::: Provided data :::

PR #207, opened 2023-06-04
fix: mutation observer callback during parse

luwes:
thanks for this great piece of software! really awesome work!

this fix seemed to be needed to have a more similar behavior as how the browser behaves but I'm not 100% sure it should go there.

if it makes sense let me know.


WebReflection:
please rebase from main and resolve conflicts + please add a test ... AFAIK MO works already as expected so I am not even sure this is needed.

luwes:
Thanks. I'll close it until it comes up for someone else. 

I keep a branch up to date with a few fixes I need 
https://github.com/luwes/linkedom/commits/wesc

PR #209, opened 2023-06-10
Improve <slot> element support

### LINKED ISSUE #131: HTMLSlotElement.assignedNodes()
Currently `HTMLSlotElement.assignedNodes()` doesn't seem to be supported, I have a couple of components that I'd like to SSR that make use of this API. Do you think `assignedNodes()` could at some point be supported?

luwes:
Fixes #131

- Adds the `name` property to the slot element
- Adds `assignedNodes()` and `assignedElements()` methods
- Adds the `slot` property to the Element class

### DIFF
--- a/esm/html/element.js
+++ b/esm/html/element.js
@@ -98,8 +98,6 @@ export class HTMLElement extends Element {
   set lang(value) { stringAttribute.set(this, 'lang', value); }
   get title() { return stringAttribute.get(this, 'title'); }
   set title(value) { stringAttribute.set(this, 'title', value); }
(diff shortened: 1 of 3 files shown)


WebReflection:
I'm OK with this MR but there's no test whatsoever ... it's OK to skip testing repeated, already tested, logic such as utilities, but here we have a whole new functionality and there's gonna be something covering that functionality.

At least that's how every other MR got merged, thanks!

WebReflection:
OK, I am going to merge this but I'll file an issue about adding proper tests to it ... which I just did: https://github.com/WebReflection/linkedom/issues/232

:::

Please work out how many lines in the data include "stringAttribute"; write that number only.

3